═════ Records provided

PR #631, opened 2023-08-02
[JENKINS-73261] Drop support for Jetty 12 EE 8 in the test harness

basil:
Removes the reflection-based compatibility layer added in #770 and drops support for EE 8. With this PR:

- Cores 2.463 and older are supported by the Java 11 backport branch at https://github.com/jenkinsci/jenkins-test-harness/tree/2225.x
- Cores 2.463 through 2.475 (inclusive) are supported by versions 2228.v919b_5883c444 through 2270.v87a_0ea_b_54da_0 (inclusive). There is no backport branch planned for these cores.
- Cores 2.476 and newer will be supported by the main branch of this repository, (as of this PR) requiring EE 9 or newer.


src/main/java/org/jvnet/hudson/test/RealJenkinsRule.java
jglick, line 1: Note that CloudBees CI had some RJR-based upgrade tests which relied on using `withWar` to start a controller with an older core version. These can no longer work, at least until the older version is 2.476+.

basil: @jglick Are these relevant tests now on 2.476+ (i.e., can we revert #841) or do we need to still wait a bit longer?

jglick: Thanks for the reminder. One of the tests I know about (`cloudbees-replication`) is already on 2.479.2 so that would not be affected. The other (`operations-center`) is currently on 2.440.x and should not move to 2.479.x until roughly 2025-10-30, so I would prefer to wait a while unless #841 is causing problems.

══════════

Task prompt: Word for word, restate all of the entries.

Answer to this problem:
PR #631, opened 2023-08-02
[JENKINS-73261] Drop support for Jetty 12 EE 8 in the test harness

basil:
Removes the reflection-based compatibility layer added in #770 and drops support for EE 8. With this PR:

- Cores 2.463 and older are supported by the Java 11 backport branch at https://github.com/jenkinsci/jenkins-test-harness/tree/2225.x
- Cores 2.463 through 2.475 (inclusive) are supported by versions 2228.v919b_5883c444 through 2270.v87a_0ea_b_54da_0 (inclusive). There is no backport branch planned for these cores.
- Cores 2.476 and newer will be supported by the main branch of this repository, (as of this PR) requiring EE 9 or newer.


src/main/java/org/jvnet/hudson/test/RealJenkinsRule.java
jglick, line 1: Note that CloudBees CI had some RJR-based upgrade tests which relied on using `withWar` to start a controller with an older core version. These can no longer work, at least until the older version is 2.476+.

basil: @jglick Are these relevant tests now on 2.476+ (i.e., can we revert #841) or do we need to still wait a bit longer?

jglick: Thanks for the reminder. One of the tests I know about (`cloudbees-replication`) is already on 2.479.2 so that would not be affected. The other (`operations-center`) is currently on 2.440.x and should not move to 2.479.x until roughly 2025-10-30, so I would prefer to wait a while unless #841 is causing problems.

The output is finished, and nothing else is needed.